» PROBLEM DETAILS: The answer required is how many lines of the following entries contain the word "symbol", with no other words.

» EXERCISE MATERIALS:

PR #17806, opened 2026-04-24
vf_vapoursynth: improve backward compatibility

CrendKing:
The [previous commit](https://github.com/mpv-player/mpv/pull/17731) to dynamically load VapourSynth R74 would fail to work for VapourSynth R73 and before on Linux due to load mode RTLD_LOCAL. To make it work on all VapourSynth version, switch to use RTLD_GLOBAL mode.

Add library handle closing in drv_vss_uninit for completeness.

### DIFF
--- a/osdep/io.c
+++ b/osdep/io.c
@@ -781,6 +781,11 @@ void *mp_dlsym(void *handle, const char *symbol)
     return (void *)addr;
 }
 
+int mp_dlclose(void *handle)
+{
+    return CloseHandle(handle);
+}
+
 char *mp_dlerror(void)
 {
     if (mp_dl_result.errcode == 0)
--- a/osdep/io.h
+++ b/osdep/io.h
@@ -138,6 +138,7 @@ off_t mp_lseek64(int fd, off_t offset, int whence);
 int mp_ftruncate64(int fd, off_t length);
 void *mp_dlopen(const char *filename, int flag);
 void *mp_dlsym(void *handle, const char *symbol);
+int mp_dlclose(void *handle);
 char *mp_dlerror(void);
 
 // mp_stat types. MSVCRT's dev_t and ino_t are way too short to be unique.
@@ -207,8 +208,10 @@ void mp_globfree(mp_glob_t *pglob);
 
 #define RTLD_NOW 0
 #define RTLD_LOCAL 0
+#define RTLD_GLOBAL 0
 #define dlopen(fn,fg) mp_dlopen((fn), (fg))
 #define dlsym(h,s) mp_dlsym((h), (s))
+#define dlclose(h) mp_dlclose((h))
 #define dlerror mp_dlerror
 
 // Affects both "stat()" and "struct stat".
--- a/video/filter/vf_vapoursynth.c
+++ b/video/filter/vf_vapoursynth.c
@@ -75,6 +75,7 @@ struct priv {
 
     const struct script_driver *drv;
     // drv_vss
+    void *vs_script_lib;
     const VSSCRIPTAPI *vs_script_api;
     VSScript *vs_script;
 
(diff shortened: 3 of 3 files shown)


v-fox:
Unfortunately, the whole VS search in `mpv` is still completely broken, as upstream decided to completely ditch installation into `/usr/lib*`, now it's all about `/usr/lib/python*/site-packages/vapoursynth/`. `libvsscript.so` is not even built anymore without `build_wheel=true` which ignores `/usr/lib*` entirely.

I've managed to work this around for now in Gentoo by:
1. building VS twice, with and without (for `mpv` to shut up about not finding `.pc`-file) `build_wheel`, as separate ebuilds.
2. doing this in the wheeled ebuild:
```ebuild
src_install() {
	meson_src_install

	local site_packages="$(python_get_sitedir)"
	dosym "/usr/$(get_libdir)/vapoursynth" \
		"${site_packages}/vapoursynth"/plugins || die
	dosym "../..${site_packages}/vapoursynth"/libvsscript.so \
		"/usr/$(get_libdir)/libvsscript.so" || die
	dosym "../..${site_packages}/vapoursynth/vspipe" \
		"/usr/bin/vspipe" || die
}
```
3. Running mpv as
```bash
VSSCRIPT_PATH="$(python -m vapoursynth get-vsscript)" mpv
```

quietvoid:
You should open an issue at the VS repo.
Officially VS is now a Python package but clearly it also needs to be a system library.

kasper93:
What if you do `VSSCRIPT_PATH="$(python -m vapoursynth get-vsscript)" LD_LIBRARY_PATH="$(python -m vapoursynth get-vsscript)" mpv ...` or something similar?

Guys, please figure this out, if needed I suggest pinging some VS involved people, or creating an issue/question there. I really don't want to get into this myself, I believe in you.

llyyr:
We should remove vf_vapoursynth since upstream clearly doesn't want it to be used as a library anymore.

v-fox:
> You should open an issue at the VS repo.
> Officially VS is now a Python package but clearly it also needs to be a system library.

Developers don't usually respond greatly about complains for this broken-by-design.

> What if you do VSSCRIPT_PATH="$(python -m vapoursynth get-vsscript)" LD_LIBRARY_PATH="$(python -m vapoursynth get-vsscript)" mpv ... or something similar?

VSSCRIPT_PATH is full file-path, LD_LIBRARY_PATH is dir-path. With `basename` it will probably work but I don't like LD overrides. Making symlink for would `libvapoursynth.so` would make it work at runtime *BUT* the issue here is building `mpv`: mpv demands `.pc`-file for libvapoursynth.so which is only installed when doing `build_wheel=false`.
`mpv` should search for python package/module, instead of cmake/pkgconfig one.

> We should remove vf_vapoursynth since upstream clearly doesn't want it to be used as a library anymore.

"We"? Speak for yourself. This is the main feature of mpv for me because [I use vapoursynth-mvtools motion-interpolation](https://gist.github.com/v-fox/43c287426c366679afc4c65eece60cbc), as I have 12 CPU cores to spare for it but all [decent on-GPU filters](https://gist.github.com/v-fox/df4b13c9988a9055c4fe4e9449282730) destroy my old GPU.
It works for me with these workarounds and mpv should start searching for stuff in appropriate locations that upstream expects or force them to support both modes.

CrendKing:
> mpv demands `.pc`-file for libvapoursynth.so

I thought I changed the dependency so mpv [no longer needs .so](https://github.com/mpv-player/mpv/blob/e046cd0736b7e651bb74fc577596a33fe9635468/meson.build#L777), only the header files at compile time. Was I missing something?

kasper93:
> > mpv demands `.pc`-file for libvapoursynth.so
> 
> I thought I changed the dependency so mpv [no longer needs .so](https://github.com/mpv-player/mpv/blob/e046cd0736b7e651bb74fc577596a33fe9635468/meson.build#L777), only the header files at compile time. Was I missing something?

They meant that mpv still requires .pc file, but it doesn't exist in python distribution.

CrendKing:
Technically we can change meson build so that if `VSSCRIPT_PATH` exists, declare dependency to the "include" directory relative to it, otherwise use the existing pkgconfig partial dependency for pre-R74. Basically make the dependency resolution similar to the loading mechanics.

» EXPECTED ANSWER: 2